Swan Hunter-Doxford 4-cylinder 3300 b.h.p. 108 r.p.m. 

Ron


----------



## Dave Edge (May 18, 2005)

"Riseley" was built in 1957 by Swan Hunters for Thomasson Shipping and managed by Stephens, Sutton Ltd of Newcastle on Tyne. At the time was said to be the biggest 'all aft' dry cargo ship built in UK. Dimensions 470.8 x 61.3 x 26.3 feet, 4 cylinder Doxford, 12 knots. 1967 sold Greek owners and renamed "Gerania", 1973 "Natcrest". 16 June 1974 sank off Ushant after collision with Greek ore carrier "Nema", crew saved.


----------



## athinai (Jan 18, 2006)

Hi Guys, 

Many thanks for the information on MV RISELEY, All appreciated, Great stuff,


----------



## Gordon hockin (Jun 16, 2021)

athinai said:


> Just wondering if anyone remembers MV Riseley, I signed on articles march 5th 1965 at Middlesbrough and signed off same day at Sunderland. I guess I was hired for the run, or perhaps I ''did a run'', can't remember. Any information on MV Riseley would be appreciated., what company was she etc.,
> Many Thanks.


----------



## Gordon hockin (Jun 16, 2021)

Sailed on Riseley 1961, can't remember dates, sailed to new Orleans , loaded with train for india, then australia, via Singapore for bunkers , loaded grain again for india, then Mauritius loaded sugar for UK paid off at greenwich, great trip!


----------



## Mike Burke (Oct 5, 2021)

athinai said:


> Just wondering if anyone remembers MV Riseley, I signed on articles march 5th 1965 at Middlesbrough and signed off same day at Sunderland. I guess I was hired for the run, or perhaps I ''did a run'', can't remember.

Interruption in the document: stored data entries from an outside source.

PR #219, opened 2022-08-08
IN-661: Save From Clipboard

cyndichin:
## Summary
Support Save From Clipboard by Adding a Banner that allows user to save an item after copying a URL

## References 
IN-661, IN-662, IN-664

## Implementation Details
Add `BannerView` to host the main UI element for the banner and the data to populate the UI elements are handled by `SaveFromClipboardViewModel`. Since we want this banner to appear in various places in the app, the logic to handle animation and presentation is located in `RootCoordinator`.

## Test Steps
- [x] Given a user has a URL copied to their clipboard,
and the url is not already saved,
and the url is not the last URL presented,
when the app is launched,
then I should see a banner asking to save the URL.

- [x] Given a user has a URL copied to their clipboard,
and the url is not already saved,
and the url is the last URL presented,
when the app is launched,
then I should see the banner asking to save the URL.

- [x] Given a user has a URL copied to their clipboard,
and the url is already saved,
when the app is launched,
then I should see the banner asking to save the URL.

- [x] Given there is a url on the clipboard,
and the clipboard banner has been presented,
when the “Save” button is tapped,
the URL should be saved.

- [x] Given there is a url on the clipboard,
and the clipboard banner has been presented,
when the “Save” button is tapped,
the URL should appear in the user’s list.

Any information on MV Riseley would be appreciated., what company was she etc.,
> Many Thanks.





Gordon hockin said:


> Sailed on Riseley 1961, can't remember dates, sailed to new Orleans , loaded with train for india, then australia, via Singapore for bunkers , loaded grain again for india, then Mauritius loaded sugar for UK paid off at greenwich, great trip!


----------